Some others like the following, took me to this source code (apparently, related to Ethernet and a kind of descriptors conversion between Atheros and VxWorks):
ROM:801FA5B8 aVxdesctomblkEr:.ascii "\n" ROM:801FA5B8 .ascii "vxDescToMblk: error in join mBlk\n"<0> ROM:801FA5DB .byte 0 ROM:801FA5DC aVxmblktodescMP:.ascii "vxMblkToDesc: M_PKTHDR not set on first mblk\n"<0>
Again, these strings don't have xrefs :(
The rest of the functions don't look so promising (as can be seen in this file), most of them are standard functions or auxiliary. There isn't any interesting function like a custom handler or something similar.
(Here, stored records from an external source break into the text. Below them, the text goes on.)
PR #7393, opened 2017-12-03
autodetect Visual Studio and linker options

rainers:
This combines detection of latest VS and Windows SDK from Visual D and the DMD installer. All that is needed specific for -m64/-m32mscoff in sc.ini is

```
[Environment64]
LIB=%@P%\..\lib64;%LIB%
DFLAGS=%DFLAGS% -L/OPT:NOICF

[Environment32mscoff]
LIB=%@P%\..\lib32mscoff;%LIB%
```

Releated bugzilla issues:

https://issues.dlang.org/show_bug.cgi?id=16688
https://issues.dlang.org/show_bug.cgi?id=17999
https://issues.dlang.org/show_bug.cgi?id=14849

### DIFF
--- a/src/ddmd/link.d
+++ b/src/ddmd/link.d
@@ -248,54 +248,10 @@ public int runLINK()
                 cmdbuf.writeByte(' ');
                 cmdbuf.writestring(global.params.linkswitches[i]);
             }
-            /* Append the path to the VC lib files, and then the SDK lib files
-             */
-            const(char)* vcinstalldir = getenv("VCINSTALLDIR");
-            if (vcinstalldir)
-            {
-                cmdbuf.writestring(" /LIBPATH:\"");
-                cmdbuf.writestring(vcinstalldir);
-                if (global.params.is64bit)
-                    cmdbuf.writestring("\\lib\\amd64\"");
-                else
-                    cmdbuf.writestring("\\lib\"");
-            }
-            const(char)* windowssdkdir = getenv("WindowsSdkDir");
-            if (windowssdkdir)
-            {
-                cmdbuf.writestring(" /LIBPATH:\"");
-                cmdbuf.writestring(windowssdkdir);
-                if (global.params.is64bit)
-                    cmdbuf.writestring("\\lib\\x64\"");
-                else
-                    cmdbuf.writestring("\\lib\"");
-            }
-            cmdbuf.writeByte(' ');
-            const(char)* lflags;
-            if (detectVS14(cmdbuf.peekString()))
-            {
-                lflags = getenv("LFLAGS_VS14");
-                if (!lflags)
-                    lflags = "legacy_stdio_definitions.lib";
-                // environment variables UniversalCRTSdkDir and UCRTVersion set
-                // when running vcvarsall.bat x64
-                if (const(char)* UniversalCRTSdkDir = getenv("UniversalCRTSdkDir"))
-                    if (const(char)* UCRTVersion = getenv("UCRTVersion"))
-                    {
-                        cmdbuf.writestring(" /LIBPATH:\"");
-                        cmdbuf.writestring(UniversalCRTSdkDir);
-                        cmdbuf.writestring("\\lib\\");
-                        cmdbuf.writestring(UCRTVersion);
-                        if (global.params.is64bit)
-                            cmdbuf.writestring("\\ucrt\\x64\"");
-                        else
-                            cmdbuf.writestring("\\ucrt\\x86\"");
-                    }
-            }
-            else
-            {
-                lflags = getenv("LFLAGS_VS12");
-            }
+
+            VSOptions vsopt;
+            vsopt.initialize();
+            const(char)* lflags = vsopt.linkOptions(global.params.is64bit);
             if (lflags)
             {
                 cmdbuf.writeByte(' ');
@@ -319,20 +275,8 @@ public int runLINK()
             if (!linkcmd)
                 linkcmd = getenv("LINKCMD"); // backward compatible
             if (!linkcmd)
-            {
-                if (vcinstalldir)
-                {
-                    OutBuffer linkcmdbuf;
-                    linkcmdbuf.writestring(vcinstalldir);
-                    if (global.params.is64bit)
-                        linkcmdbuf.writestring("\\bin\\amd64\\link");
-                    else
-                        linkcmdbuf.writestring("\\bin\\link");
-                    linkcmd = linkcmdbuf.extractString();
-                }
-                else
-                    linkcmd = "optlink";
-            }
+                linkcmd = vsopt.linkerPath(global.params.is64bit);
+
             int status = executecmd(linkcmd, p);
             if (lnkfilename)
             {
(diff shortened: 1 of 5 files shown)


src/ddmd/link.d
```diff
@@ -1039,4 +983,384 @@ version (Windows)
...
+        {
+            HRESULT hr;
+        }
+
+        const(char)* GetString(const(char)* szName, const(char)* def = null)
+        {
+            if(!key)
+                return def;
+
+            char[260] buf;
```
WalterBright: append `= void`

src/ddmd/link.d
```diff
@@ -1039,4 +983,384 @@ version (Windows)
...
+        void Close()
+        {
+            if(key)
+            {
+                RegCloseKey(key);
+                key = null;
+            }
+        }
+
+        void Create(HKEY root, wstring keyname, bool x64hive = false)
```
WalterBright: I generally dislike using default arguments unless doing it for backwards compatibility. Since this is new code, please use explicit arguments.

src/ddmd/link.d
```diff
@@ -1039,4 +983,384 @@ version (Windows)
...
+        {
+            HRESULT hr;
+        }
+
+        const(char)* GetString(const(char)* szName, const(char)* def = null)
```
WalterBright: ditto

src/ddmd/link.d
```diff
@@ -1039,4 +983,384 @@ version (Windows)
...
+        {
+            if(!key)
+                return def;
+
+            char[260] buf;
+            DWORD cnt = 260 * char.sizeof;
```
WalterBright: replace `260` with `buf.length`

src/ddmd/link.d
```diff
@@ -1039,4 +983,384 @@ version (Windows)
...
+            if (h == INVALID_HANDLE_VALUE)
+                return null;
+
+            const(char)* res = null;
+            do
+            {
+                if (fileinfo.cFileName[0] >= '1' && fileinfo.cFileName[0] <= '9')
+                    if (res is null || strcmp(res, fileinfo.cFileName.ptr) < 0)
+                        if (FileName.exists(FileName.combine(FileName.combine(baseDir, fileinfo.cFileName.ptr), testfile)))
+                            res = strdup(fileinfo.cFileName.ptr);
```
WalterBright: being in a loop, the `res` seems to be leaking memory upon reassignment

src/ddmd/link.d
```diff
@@ -1039,4 +983,384 @@ version (Windows)
...
+            }
+            while(FindNextFileA(h, &fileinfo));
+            FindClose(h);
+
+            return res;
```
WalterBright: returning `malloc`ed memory should be documented

src/ddmd/link.d
```diff
@@ -1039,4 +983,384 @@ version (Windows)
...
+            const(char)* res = null;
+            do
+            {
+                if (fileinfo.cFileName[0] >= '1' && fileinfo.cFileName[0] <= '9')
+                    if (res is null || strcmp(res, fileinfo.cFileName.ptr) < 0)
+                        if (FileName.exists(FileName.combine(FileName.combine(baseDir, fileinfo.cFileName.ptr), testfile)))
+                            res = strdup(fileinfo.cFileName.ptr);
+            }
+            while(FindNextFileA(h, &fileinfo));
+            FindClose(h);
```
WalterBright: Return value is ignored - should check it for error

src/ddmd/link.d
```diff
@@ -1039,4 +983,384 @@ version (Windows)
...
+        }
+
+        void Create(HKEY root, wstring keyname, bool x64hive = false)
+        {
+            HRESULT hr;
+        }
+
+        const(char)* GetString(const(char)* szName, const(char)* def = null)
+        {
+            if(!key)
```
WalterBright: Sometimes this PR uses `if(` and sometimes `if (`. Please use the latter style.

src/ddmd/link.d
```diff
@@ -1039,4 +983,384 @@ version (Windows)
...
+    {
+        pragma(lib, "advapi32.lib");
+
+        this(HKEY root, const(char)* szRegPath, bool x64hive = false)
+        {
+            version(Win64)
+            {
+                if (!x64hive)
+                {
+                    size_t len = strlen(szRegPath);
```
WalterBright: declare as `const`

src/ddmd/link.d
```diff
@@ -1039,4 +983,384 @@ version (Windows)
...
+                    assert(len > 9 && szRegPath[0..9] == r"SOFTWARE\");
+                    char* npath = cast(char*)mem.xmalloc(len + 13);
+                    strcpy(npath, r"SOFTWARE\WOW6432Node\");
+                    strcpy(npath + 21, szRegPath + 9);
```
WalterBright: Since in both calls to `strcpy` the lengths are known, use `memcpy` instead.

src/ddmd/link.d
```diff
@@ -1039,4 +983,384 @@ version (Windows)
...
+                return this;
+            return PathBuilder(FileName.combine(p, name));
+        }
+    }
+
+    struct RegKey
+    {
+        pragma(lib, "advapi32.lib");
+
+        this(HKEY root, const(char)* szRegPath, bool x64hive = false)
```
WalterBright: no default arguments

src/ddmd/link.d
```diff
@@ -1039,4 +983,384 @@ version (Windows)
...
+        ~this()
+        {
+            Close();
+        }
+
+        void Close()
+        {
+            if(key)
+            {
+                RegCloseKey(key);
```
WalterBright: Check for error return

src/ddmd/link.d
```diff
@@ -1039,4 +983,384 @@ version (Windows)
...
+                key = null;
+            }
+        }
+
+        void Create(HKEY root, wstring keyname, bool x64hive = false)
+        {
+            HRESULT hr;
```
WalterBright: Declaration that is unused?

src/ddmd/link.d
```diff
@@ -1039,4 +983,384 @@ version (Windows)
...
+        }
+
+    }
+
+    struct PathBuilder
+    {
+        const(char)* p;
+        alias p this;
+
+        PathBuilder opDiv(const(char)* name)
```
WalterBright: Please don't do non-arithmetic operator overloading.

src/ddmd/link.d
```diff
@@ -1039,4 +983,384 @@ version (Windows)
...
+        {
+            if (!name)
```
WalterBright: The uses I see of PathBuilder suggest that `name` is never null, so this struct is kinda pointless. In fact, `Filename.combine` should do the right thing with a `null` second argument anyway. (I checked and it does not, so that should be fixed there, not adding a wrapper here.)

src/ddmd/link.d
```diff
@@ -1039,4 +983,384 @@ version (Windows)
...
+
+        const(char)* getSDKLibPath(bool x64)
+        {
+            if(WindowsSdkDir)
+            {
+                const(char)* arch = x64 ? "x64" : "x86";
+                auto sdk = PathBuilder(WindowsSdkDir) / "lib";
+                if(FileName.exists(sdk / WindowsSdkVersion / "um" / arch / "kernel32.lib")) // SDK 10.0
+                    return sdk / WindowsSdkVersion / "um" / arch;
+                else if(FileName.exists(sdk / r"win8\um" / arch / "kernel32.lib")) // SDK 8.0
```
WalterBright: I'd rather see `a / b / c` added as a function to `root.filename`, so it can be used elsewhere. It should use variadic parameters to list them, or an array literal, or even 2,3,4 parameter overloads.

src/ddmd/link.d
```diff
@@ -1039,4 +983,384 @@ version (Windows)
...
+            if (auto p = getVCDir(VCDir.Bin, false)) // prefer 32-bit linker in case of cross-compilation
+            {
+                OutBuffer cmdbuf;
+                cmdbuf.writestring(p);
+                cmdbuf.writestring(r"\link.exe");
+                if (VSInstallDir)
+                {
+                    // debug info needs DLLs Common7\IDE for most linker versions
+                    const char* path = getenv("PATH");
+                    const char* npath = FileName.combine(VSInstallDir, r"Common7\IDE");
```
WalterBright: `path` and `npath` appear to never be used?

src/ddmd/link.d
```diff
@@ -1039,4 +983,384 @@ version (Windows)
...
+        const(char)* WindowsSdkDir;
+        const(char)* WindowsSdkVersion;
+        const(char)* UCRTSdkDir;
+        const(char)* UCRTVersion;
+        const(char)* VSInstallDir;
+        const(char)* VisualStudioVersion;
+        const(char)* VCInstallDir;
+        const(char)* VCToolsInstallDir; // used by VS 2017
+
+        void initialize()
```
WalterBright: In general, all functions need Ddoc comments.

rainers:
@WalterBright Thanks for review, I've addressed most comments.

src/ddmd/link.d
rainers: Pretty unlikely to fail, and even if it does, should it abort a build?

src/ddmd/link.d
rainers: I introduced the PathBuilder struct because FileName.combine cannot be used with UFCS, but creates unreadable code if nesting multiple calls.
Using variadic parameters instead is almost as good, though, so I replaced PathBuilder with FileName.buildPath now.

src/ddmd/link.d
rainers: Ooops, missing PATH modification.

src/ddmd/link.d
```diff
@@ -981,62 +925,409 @@ public int runProgram()
...
+                if (fileinfo.cFileName[0] >= '1' && fileinfo.cFileName[0] <= '9')
+                    if (res is null || strcmp(res, fileinfo.cFileName.ptr) < 0)
+                        if (FileName.exists(FileName.buildPath(baseDir, fileinfo.cFileName.ptr, testfile)))
+                        {
+                            const len = strlen(fileinfo.cFileName.ptr) + 1;
+                            res = cast(char*) memcpy(mem.xrealloc(res, len), fileinfo.cFileName.ptr, len);
+                        }
+            }
+            while(FindNextFileA(h, &fileinfo));
+            FindClose(h);
```
WalterBright: `FindClose()` returns 0 on failure. Please check it. https://msdn.microsoft.com/en-us/library/windows/desktop/aa364413(v=vs.85).aspx

src/ddmd/link.d
```diff
@@ -981,62 +925,409 @@ public int runProgram()
...
+         *  softwareKeyPath = path below HKLM\SOFTWARE
+         *  valueName       = name of the value to read
+         * Returns:
+         *  the registry value if it exists and has string type
+         */
+        const(char)* GetRegistryString(const(char)* softwareKeyPath, const(char)* valueName)
+        {
+            enum x64hive = false; // VS registry entries always in 32-bit hive
+
+            version(Win64)
```
WalterBright: Wait a minute! Why would the 64 bit build of DMD behave differently here? Shouldn't this be if the memory model of the target is set to 64?

src/ddmd/link.d
```diff
@@ -981,62 +925,409 @@ public int runProgram()
...
+        {
+            detectWindowsSDK();
+            detectUCRT();
+            detectVSInstallDir();
+            detectVCInstallDir();
+            detectVCToolsInstallDir();
+        }
+
+        /**
+         * retreive options to be passed to the Micrsoft linker
```
WalterBright: "retrieve", and "Microsoft"

src/ddmd/link.d
```diff
@@ -981,62 +925,409 @@ public int runProgram()
...
+                // support for old DX SDK installations
+                cmdbuf.writestring(" /LIBPATH:\"");
+                cmdbuf.writestring(p);
+                cmdbuf.writestring(x64 ? `\Lib\x64"` : `\Lib\x86"`);
+            }
+            return cmdbuf.extractString();
+        }
+
+        /**
+         * retreive path to the Micrsoft linker executable
```
WalterBright: "retrieve", and "Microsoft"

WalterBright:
Much better. A couple more issues I commented on. I'm still not happy with the avoidable memory leaks, but it's not a deal breaker here. I do like how you fixed one leak by using realloc, I hadn't thought of that!

src/ddmd/link.d
rainers: I know, but it feels a bit harsh to fail while a sensible result is already obtained. I've changed it nevertheless.

src/ddmd/link.d
rainers: No, the target architecture is not relevant here. The VS registry/Windows SDK keys are only found in the 32-bit registry hive. KEY_WOW64_32KEY doesn't seem good enough, I had to use WOW6432Node explicitly, while a 32-bit process is automatically mapped to that hive.

rainers:
> I'm still not happy with the avoidable memory leaks, but it's not a deal breaker here.

FileName.combine sometimes returns newly allocated memory, sometimes one of the arguments. This makes it necessary to predict what happens if you want to free the memory later. As this is done nowhere else, I opted not to do it here for a few more hundred bytes of leakage.

MartinNowak:
Could you please add a changelog entry mentioning that VC is now detected at link-time instead of at install-time. Should we remove the detection from the installer?

MartinNowak:
Factoring this out into a separate dmd/windows_detect_vs module would make sense IMO.

rainers:
> Could you please add a changelog entry mentioning that VC is now detected at link-time instead of at install-time. 

Will do.

> Should we remove the detection from the installer?

Part of it. We might still want to allow the option of downloading VS if not found. Please note that the "light" runtime still needs the VC 2010 distributables.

Another thing I tried was using the Burp Suite in order to intercept some of the requests from the HTTP server (the only service exposed by the device) and try to trigger a crash in some way, for example, modifying the parameters of the request. The following example is a capture from the NTP server configuration:
GET /userRpm/DateTimeCfgRpm.htm?timezone=540&month=1&day=1&year=2006&hour=11&minute=59&second=52&ntpA=0.0.0.0&ntpB=0.0.0.0&Submit=Save HTTP/1.1 Host: 192.168.1.1 User-Agent: Mozilla/5.0 (X11; Ubuntu; Linux x86_64; rv:61.0) Gecko/20100101 Firefox/61.0 Accept: text/html,application/xhtml+xml,application/xml;q=0.9,*/*;q=0.8 Accept-Language: en-GB,en;q=0.5 Accept-Encoding: gzip, deflate Referer: http://192.168.1.1/userRpm/DateTimeCfgRpm.htm Authorization: Basic bnJpdmE6SncyWGtEYWpWbG1jaA== Connection: close Upgrade-Insecure-Requests: 1
In order to get some output, I connected a serial device interface on the other side in order to catch for possible outputs, however, Windows 10 was giving me some troubles with the USB interface. I got some errors related to max voltage consumption and had to restart the PC several times in order to continue.
At the end, by doing some test and looking at the code in the binary, it seems that everything is handeld there (in a single binary) and most answers are harcoded. The server responds with hardcoded "chunks" of data and any other request that doesn't fit with the answer, is dropped. Different requests (with different parameters) return the same answer, for example, when changing the NTP server.
What else can be done?
Well, probably a debugger inside the device would have been very helpful. A possibility to accomplish this task would have been to modify the firmware and upload a custom GDB server. However, it would have required to compile GDB server for MIPS using the compilation tools for VxWorks (apparently, it's only targeting x86/x64/ARM and VxWorks 7). If someone feels like trying, please, I'd be really glad to hear from them!.
Conclusion
Certainly, to reverse engineer an unknown architecture or deal with an uncommon OS has its complications but sometimes, even with few information available, it's possible to make some progress and finish the work. In this particular case, it was possible thanks to some guys who found similar issues in the past and documented the process.
Thanks to that, I was able to reverse engineer the unknown file system used in the router and to get familiar with the operating system. It would have been nice to find a vulnerability but I wasn't lucky at this time. Begin able to gain access to a shell or to upload tools to the router in order to debug it, would really be a big step towards assessing its security and hunting for its vulnerabilities, and will require some more work!
Anyway, I hope that sharing this experience will in turn prove useful to others.
Acknowledgements
Thanks to all my Quarkslab colleagues who proofread this article and provided valuable feedback.
Thanks to Craig Heffner (devttys0) for his amazing posts, tools and continuous work on embedded devices.
Thanks to Evan Walls (fuzzywalls) for helping me with his Rizzo fork. I just fixed what was needed to make it work instead of porting the entire plugin to the new IDA 7.4 API.